Of course, just because the church believes in environmental issues doesn’t mean ever member does, much like PCUSA’s recent decision to approve same-sex marriage.

“Our church is diverse and people hold many different views,” Barnes says. “Even though our national church policy is very clear on climate change, there are people in the pews who are not certain about climate change and who still question it.

“You can find everyone along the entire spectrum in the Presbyterian Church.”

Do unto others… and the earth

Tricia Bruckbauer, program director for Creation Justice Ministries – formerly the eco-justice program for the National Council of Churches – says their goal is to educate people from a Christian perspective about environmental issues and try and equip them to advocate and speak out on behalf of creation, and on behalf of marginalized and vulnerable populations.

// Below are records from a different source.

PR #4524, opened 2026-08-03
Prevent erroneous spontaneous printing of issue file on console

geoffhanson:
On the console, the contents of the /etc/issue file may be printed a second time. See the following output:

```
OpenBMC Release producta-10bf5ea3f3a-dirty

bmc login:
bmc login:

OpenBMC Release producta-10bf5ea3f3a-dirty

bmc login:
```

This can cause test scripts to get confused. This can also cause annoyance to the user. When starting to type the user name, a new prompt may be printed.

One example of this is when agetty reacts to network events. These are monitored even in cases where the issue file doesn't contain ip address references.

The reason this is happening is because the old issue contents are cleared when the user presses return. Then when a network event occurs, the logic compares the contents of the issue file with the previously printed contents. Since the previous contents were cleared, it prints the issue file again.

The solution is to not clear the old contents when printing the issue file. Therefore the next time the issue file is checked, it can compare against the old contents and not print the issue file if it hasn't changed.

### DIFF
--- a/agetty-cmd/issuefile.c
+++ b/agetty-cmd/issuefile.c
@@ -320,10 +320,17 @@ void agetty_print_issue_file(struct agetty_issue *ie,
 	}
 
 #ifdef AGETTY_RELOAD
-	free(ie->mem_old);
-	ie->mem_old = ie->mem;
-	ie->mem = NULL;
-	ie->mem_sz = 0;
+	/*
+	 * Pressing return at the prompt will clear ie->mem. Only set mem_old
+	 * when mem is non-NULL. That way, later invocations can compare against
+	 * the last printing of mem. Otherwise, mem is re-printed needlessly.
+	 */
+	if (ie->mem) {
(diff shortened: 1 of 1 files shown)


thesamesam:
This is for https://github.com/util-linux/util-linux/issues/4306. There's another PR at https://github.com/util-linux/util-linux/pull/4523.

geoffhanson:
> This is for #4306. There's another PR at #4523.

That's great! I'll close mine then.

karelzak:
Thanks for the report and the fix suggestion — it's a valid issue. We've applied the fix to the `stable/v2.42` branch and also to the new issue file parser rework branch (where `agetty_issue_print()` has been refactored into `agetty-cmd/issuefile.c`).

Additionally, the new parser branch already conditionally initializes netlink only when the issue file actually uses network escapes (`\4`, `\6`, etc.), which avoids the spurious re-evaluation trigger in most cases.

PR #93, opened 2017-12-19
Windows: download correct amd64/win32 support package

andrewleech:
Currently the support package on windows downloaded is always the amd64 python.

This patch auto detects whether briefcase is being run as 32 or 64 bit and uses the correct package to suit.

While I do use amd64 by default for my windows work 32 bit is still required at times to support Win7 32bit users.

### DIFF
--- a/briefcase/windows.py
+++ b/briefcase/windows.py
@@ -1,5 +1,7 @@
 import distutils.command.install_scripts as orig
 import os
+import struct
+
 from pkg_resources import Distribution, PathMetadata
 import re
 import shutil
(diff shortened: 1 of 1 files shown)


andrewleech:
In general it wouldn't be possible to create an installer for a different arch to the one running as pip will download/install wheels for the running arch as well.

This function already takes the running python version without an option to change so I think keeping arch consistent would be best. 

If needed, the whole support package URL can be overridden at runtime to pick a different version/arch by the end user._

freakboy3742:
Oh, I know about the pip/wheel architecture issue - that's why I raised this. It's currently an issue with building iOS/Android packages that have binary components.

However, the complexity of handling cross-targeted builds right probably means we need to tackle it with a more comprehensive approach; so lets just merge this and deal with the edge cases later.

PR #105, opened 2018-02-25
Add more information to the setup.py for briefcase

phildini:
Per https://packaging.python.org/tutorials/distributing-packages/#project-urls
we can have even more helpful information in our package and on our PyPI page by
adding urls to the setup.py


glasnt:
This looks great; this will take effect on the next package update. ping @freakboy3742

PR #118, opened 2018-04-15
merge commits from freakboy3742

jedie:
see also: https://github.com/pybee/briefcase/issues/117#issuecomment-381393379


jedie:
>  NameError: name 'errno' is not defined

fixed with: https://github.com/pybee/briefcase/pull/119

PR #119, opened 2018-04-15
merge commits from freakboy3742 + Bugfix NameError: name 'errno' is not defined

jedie:
see: https://github.com/pybee/briefcase/issues/117#issuecomment-381393379

and if fixed `NameError: name 'errno' is not defined`

See: https://travis-ci.org/jedie/pybee-docker/builds/366737315#L2250-L2252


freakboy3742:
Thanks for this; but it turns out there was even more changes needed. I was testing on a very old branch... turns out it's a bad idea to make releases early on a Sunday morning :-)

PR #132, opened 2018-05-26
Add option to create DMG file for MacOS

emmagordon:
As requested in https://github.com/pybee/briefcase/issues/130

### DIFF
--- a/briefcase/macos.py
+++ b/briefcase/macos.py
@@ -3,6 +3,8 @@ import sys
 import shutil
 import subprocess
 
+import dmgbuild
+
 from .app import app
 
 
@@ -12,7 +14,7 @@ class macos(app):
     def finalize_options(self):
         # Copy over all the options from the base 'app' command
         finalized = self.get_finalized_command('app')
-        for attr in ('formal_name', 'organization_name', 'bundle', 'icon', 'download_dir'):
+        for attr in ('formal_name', 'organization_name', 'bundle', 'icon', 'download_dir', 'dmg'):
             if getattr(self, attr) is None:
                 setattr(self, attr, getattr(finalized, attr))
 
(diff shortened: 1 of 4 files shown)


briefcase/macos.py
```diff
@@ -52,6 +54,12 @@ def launcher_script_location(self):
         return macos_dir
 
     def build_app(self):
+        if self.dmg:
+            print("Building DMG file...")
+            dmg_name = self.formal_name.replace(' ', '_') + '.dmg'
```
freakboy3742: I don't think this replace is necessary; macOS filenames don't have a problem with spaces.

briefcase/macos.py
```diff
@@ -52,6 +54,12 @@ def launcher_script_location(self):
...
+            dmg_path = os.path.join(os.path.abspath(self.dir), dmg_name)
+            dmgbuild.build_dmg(filename=dmg_path, volume_name=self.formal_name)
```
freakboy3742: This *creates* a dmg, but AFAICT, it doesn't put anything *into* the DMG. From a quick scan of the docs, we also need a `settings` kwarg, specifying at least a `files` key (pointing to the .app file). For bonus points, we could also include:
* `symlinks` (to provide the fast installation link to Applications)
* `icon` (to provide an icon for the volume)
* `background` (to provide a custom background image)
* `window_rect` (to set the initial size of the mounted window)

The DMG file should also be created in the macOS directory, so that all the macOS products end up in the same place.

docs/background/quickstart.rst
```diff
@@ -22,6 +22,7 @@ specific settings can be specified using a platform key::
                     'toga-cocoa'
                 ],
                 'icon': 'icons/macos',
+                'dmg': True,
```
freakboy3742: This won't be needed.

Tadaboody:
Is this still being worked on? should I fork from this and try to address the review or start from scratch?

freakboy3742:
@Tadaboody There hasn't been any activity on this for a while; so you're welcome to take this on. It's probably going to be easier to start from scratch on your own PR; but if you end up using any of @emmagordon's code, please give credit where it's due.

danyeaw:
Finished by #162

PR #134, opened 2018-06-04
Enforce python version 3.5 and above

danyeaw:
Signed-off-by: Dan Yeaw <dan@yeaw.me>


danyeaw:
Beekeeper already has python_requires, closing PR.

PR #141, opened 2018-06-13
Add Mu success story.

freakboy3742:


docs/background/success.rst
```diff
@@ -5,3 +5,4 @@ Want to see examples of Briefcase in use? Here's some:
 
 * `Travel Tips <https://itunes.apple.com/au/app/travel-tips/id1336372310>`_ is an app in the iOS App Store that was packaged for distribution using Briefcase.
 
+* `Mu <https://codewith.mu>` is a simple code editor for beginner programmers. It uses Briefcase to prepare installers for Windows and MacOS.
```
ntoll: We only use Briefcase for MacOS packaging. (We were not aware of Briefcase when we packaged for Windows... we already have an automated process that uses pynsist).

“I believe from a Christian perspective that we are called by God to care for creation,” she says. “God created the world and it was good, and he also placed us in the garden to till it and to keep it, which is where our stewardship call comes from.

“From a purely care creation standpoint there is a solid biblical grounding in why Christians should be involved with caring for the environment.”

And she says the proof is all right there in the Bible.

“In the New Testament we see a distinct call to care for our neighbors in Matthew. And so when we look at a lot of these environmental issues like air pollution and climate change, these are not impacting everyone equally. There are certain communities that are disproportionately impacted, whether that is here in the United States or around the world, and there are people who we are called to serve.

“I think engaging in these environmental issues are really matters for justice, and I think that seamlessly aligns with the Christian faith.”

But until the politics can be taken out of it, Bruckbauer agrees it is going to take the hard work of a lot of small faithful groups to effect change.

“There is obviously a political element to a lot of these issues, especially when were are dealing with the advocacy side of things,” she says.

“But when we come at these issues we come at them from a faithful perspective, from a biblical and theological grounding, and so I think that we can talk with people who maybe don’t agree with us politically but can understand where we are coming from, from a Christian perspective.

“Wherever we can focus on the moral obligation and the call from God to care for God’s creation, I think that is where we have a little more common ground.

“And if we can make these issues less political and more issues of faith, then I think that there are a lot more similarities and a lot more room to work together.”